Saved entries
PR #410, opened 2025-12-10
Only add shader globals when the environment depth extensions are enabled

dsnopek:
It looks like I didn't get https://github.com/GodotVR/godot_openxr_vendors/pull/377 quite right, and the Meta depth extension wrapper can still add the global uniforms

This PR fixes the Meta extension wrapper, and then applies the same logic to the Android one as well


m4gr3d (approved):
Looks good!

What you should do: Write out the entries above once more, without altering anything.

Answer space:
PR #410, opened 2025-12-10
Only add shader globals when the environment depth extensions are enabled

dsnopek:
It looks like I didn't get https://github.com/GodotVR/godot_openxr_vendors/pull/377 quite right, and the Meta depth extension wrapper can still add the global uniforms

This PR fixes the Meta extension wrapper, and then applies the same logic to the Android one as well


m4gr3d (approved):
Looks good!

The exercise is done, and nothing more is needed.